• [WHAT THE TASK ASKS] Look through the entries below and extract exactly the lines from the one containing "Bug in the facet handler of free text facets" through the one containing "PR #1238, opened 2017-08-08", ends included.

*** SUPPLIED MATERIAL ***

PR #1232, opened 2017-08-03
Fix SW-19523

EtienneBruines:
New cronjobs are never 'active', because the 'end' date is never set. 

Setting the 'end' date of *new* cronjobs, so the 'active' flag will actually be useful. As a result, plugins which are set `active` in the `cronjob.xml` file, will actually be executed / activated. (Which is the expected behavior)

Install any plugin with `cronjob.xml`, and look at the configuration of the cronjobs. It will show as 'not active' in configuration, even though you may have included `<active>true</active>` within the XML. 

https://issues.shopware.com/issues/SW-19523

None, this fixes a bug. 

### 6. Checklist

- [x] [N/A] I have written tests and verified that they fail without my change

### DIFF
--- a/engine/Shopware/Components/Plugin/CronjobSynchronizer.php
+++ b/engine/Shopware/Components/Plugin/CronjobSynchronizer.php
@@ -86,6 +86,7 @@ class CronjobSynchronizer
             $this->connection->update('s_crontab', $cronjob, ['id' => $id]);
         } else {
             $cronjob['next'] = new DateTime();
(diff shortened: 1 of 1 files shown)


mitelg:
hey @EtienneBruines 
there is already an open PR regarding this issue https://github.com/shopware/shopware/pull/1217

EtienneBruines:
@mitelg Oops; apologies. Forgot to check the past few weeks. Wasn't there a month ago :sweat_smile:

*** End of SUPPLIED MATERIAL ***
*** SUPPLIED MATERIAL ***

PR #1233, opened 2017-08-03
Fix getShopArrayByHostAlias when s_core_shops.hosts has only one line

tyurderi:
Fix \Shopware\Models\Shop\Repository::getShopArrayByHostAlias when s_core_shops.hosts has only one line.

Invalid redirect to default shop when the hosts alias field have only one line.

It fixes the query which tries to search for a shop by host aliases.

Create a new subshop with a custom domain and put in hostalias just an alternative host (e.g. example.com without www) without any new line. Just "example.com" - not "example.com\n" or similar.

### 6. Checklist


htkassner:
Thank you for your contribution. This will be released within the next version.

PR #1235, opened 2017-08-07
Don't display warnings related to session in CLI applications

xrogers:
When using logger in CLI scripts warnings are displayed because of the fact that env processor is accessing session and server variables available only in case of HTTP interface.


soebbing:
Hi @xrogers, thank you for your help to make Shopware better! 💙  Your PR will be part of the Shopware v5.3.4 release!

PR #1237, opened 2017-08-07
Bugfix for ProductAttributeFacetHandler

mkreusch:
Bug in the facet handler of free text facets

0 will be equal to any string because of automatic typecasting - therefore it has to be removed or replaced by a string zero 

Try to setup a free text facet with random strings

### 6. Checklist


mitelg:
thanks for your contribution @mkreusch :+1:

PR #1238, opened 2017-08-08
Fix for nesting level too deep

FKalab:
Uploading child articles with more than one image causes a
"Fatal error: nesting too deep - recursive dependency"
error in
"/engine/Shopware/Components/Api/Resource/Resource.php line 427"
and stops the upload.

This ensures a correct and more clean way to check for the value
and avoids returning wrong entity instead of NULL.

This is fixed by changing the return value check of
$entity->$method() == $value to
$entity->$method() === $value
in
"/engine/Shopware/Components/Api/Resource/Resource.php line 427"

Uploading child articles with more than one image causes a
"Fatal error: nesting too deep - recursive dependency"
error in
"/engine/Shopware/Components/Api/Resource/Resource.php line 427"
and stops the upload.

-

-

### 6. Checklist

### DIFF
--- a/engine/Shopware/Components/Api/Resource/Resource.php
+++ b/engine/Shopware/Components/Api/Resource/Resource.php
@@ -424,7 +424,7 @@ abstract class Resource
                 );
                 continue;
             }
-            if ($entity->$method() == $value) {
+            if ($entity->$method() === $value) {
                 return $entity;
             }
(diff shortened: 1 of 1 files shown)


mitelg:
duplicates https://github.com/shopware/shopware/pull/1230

*** End of SUPPLIED MATERIAL ***

• [EXERCISE RESULT]
Bug in the facet handler of free text facets

0 will be equal to any string because of automatic typecasting - therefore it has to be removed or replaced by a string zero 

Try to setup a free text facet with random strings

### 6. Checklist


mitelg:
thanks for your contribution @mkreusch :+1:

PR #1238, opened 2017-08-08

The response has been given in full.